Amateur Astronomy Equipment May Have Spotted Tiny Object Beyond Neptune

Amateur Astronomy Equipment May Have Spotted Tiny Object Beyond Neptune

Japanese astronomers spotted evidence of tiny Kuiper Belt object at the outer edge of the Solar System using a pair of telescopes you could buy online, according to a new paper.

Kuiper Belt objects (KBOs) are coalesced remnants from the Solar System’s earliest days, and include smaller rocks like the recently visited MU69 and dwarf planets like Pluto and Eris. But the smaller objects, specifically those with radii between 1 and 10 kilometers (0.6 to 6 miles) can be seemingly impossible to detect. Now, a team of Japanese scientists think that they’ve spotted such an object using consumer telescopes.

KBOs are incredibly dim, as you might expect given their distance and relatively small size, and so can be undetectable with even the largest telescopes on Earth. Scientists therefore need to get creative about how to spot them. Similar to the way others have spotted exoplanets, these astronomers searched for the signature of a KBO passing in front of a distant star, creating a blip in the light that reaches us.

The researchers looked for these “occultation” events using a pair of $US6,000 ($8,343) Celestron telescopes, each equipped with an astronomy camera and an attachment to increase the camera’s maximum aperture size and increase the field of view. The combined system cost the astronomers $US16,000 ($22,249) total and could observe 2,000 stars simultaneously. Observations took place between June 25, 2016 and August 1, 2017, on a rooftop of a school on Miyako Island, southwest of Okinawa.

The data from both telescopes revealed a simultaneous dip in the light from just one of the stars in the region observed by the telescope—evidence that some object had passed in front of that star. If a KBO caused the dip, it would be somewhere around 1.3 kilometers in radius in order to have produced the dip in the light that the instruments detected, according to the paper published in Nature Astronomy.

One researcher not involved in the study, California Institute of Technology astrophysicist Konstantin Batygin, said he found the result fascinating. He said the work was an “important preliminary insight into what the fine structure of the Solar System’s outer region really looks like.”

Preliminary is a key word here. Sure, the placement of the telescopes, and the fact that both telescopes measured the light dip, rules out things like birds or planes.
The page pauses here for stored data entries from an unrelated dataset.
PR #16864, opened 2023-05-17
Refs #15727 -- Added support for Content-Security-Policy (CSP) to SecurityMiddleware.

Anv3sh:
Added support for Content Security Policy(CSP) to SecurityMiddleware. It is still a WIP and I haven't added system checks yet. Please provide suggestions. 😄


nessita:
Hello @Anv3sh. Thank you for this work, below a couple of very high level questions:

1- Did you base your proposal on `django-csp`? If yes, what parts did you bring up here and why?
2- What kind of (manual?) testing you performed over the proposed code?
3- What's your plan regarding unit tests and documentation?

Thanks!

nessita:
@adamchainz @ubernostrum Since you were listed as possible GSoC mentors for this feature, I was wondering if you were interested in taking a look at this proposal. Thanks!

Anv3sh:
> 

Hey @nessita thanks for the quick reply.The proposed changes are based on my [GSOC'23 proposal](https://gist.github.com/Anv3sh/b0c130c1cd8a1996009954dd9f99586f). As for the manual testing I tested it on a sample project where it worked fine.

adamchainz:
I would prefer to see a separate CSP middleware. CSP is quite complicated and it would be best to separate the implementation from the other security features.

I think the two setting design, with `SECURE_CSP` and `SECURE_CSP_MULTIPLE`, is quite user unfriendly.

I would prefer an approach where we base the design on what's working in django-csp, but try to make it match Django's existing settings more closely. Something like the Clickjacking Protection ( https://docs.djangoproject.com/en/4.2/ref/clickjacking/ ) is what I imagined: a standalone feature with its own middleware, settings, and documentation page.

Another thing I'd like is the ability to specify separate `Content-Security-Policy` and `Content-Security-Policy-Report-Only` headers. The idea is that you can test out a new iteration of your security settings by configuring the report-only variant, whilst leaving the existing version deployed in the main header.

Anv3sh:
> I would prefer to see a separate CSP middleware. CSP is quite complicated and it would be best to separate the implementation from the other security features.
> 
> I think the two setting design, with `SECURE_CSP` and `SECURE_CSP_MULTIPLE`, is quite user unfriendly.
> 
> I would prefer an approach where we base the design on what's working in django-csp, but try to make it match Django's existing settings more closely. Something like the Clickjacking Protection ( https://docs.djangoproject.com/en/4.2/ref/clickjacking/ ) is what I imagined: a standalone feature with its own middleware, settings, and documentation page.
> 
> Another thing I'd like is the ability to specify separate `Content-Security-Policy` and `Content-Security-Policy-Report-Only` headers. The idea is that you can test out a new iteration of your security settings by configuring the report-only variant, whilst leaving the existing version deployed in the main header.

I agree with the provision to have a separate middleware for CSP because of how vastly complicated it is, I went with the current implementation as there were suggestions by [Tim Graham](https://github.com/django/django/pull/5776#issuecomment-163002994) and [Florian Apolloner](https://github.com/django/django/pull/5776#issuecomment-162289640).

jacobtylerwalls:
Thanks for advancing the conversation around CSP. Future work is happening in #18215

PR #16868, opened 2023-05-17
changed darkened-bg color

WELLWHADYAKNOW:
Fixed #ticket1313
Changed background color for warning admonition.


nessita:
Hello, it seems that this PR was created by mistake. The referenced ticket is already closed and the proposed diff has nothing to do with it.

But it’s not a smoking-gun result— it’s first evidence that they could have spotted a kilometer-sized KBO. They ruled out other possibilities mainly by probability, reasoning that the dimming was far less likely to be caused by the asteroid belt or other Solar System objects, based previous surveys of the sky.

Still, it shows the potential importance of occultation-based methods for finding these dim objects. “With conventional observations of Kuiper Belt objects, you only see reflected light, so you don’t know if you found something small and bright or something big and dark,” Batygin said. “With occultations, you actually get a handle on the size and shape of the object that you’re looking at.”

The researchers are now planning more occultation searches. And hey, if you’ve got a few thousand bucks, maybe you can help.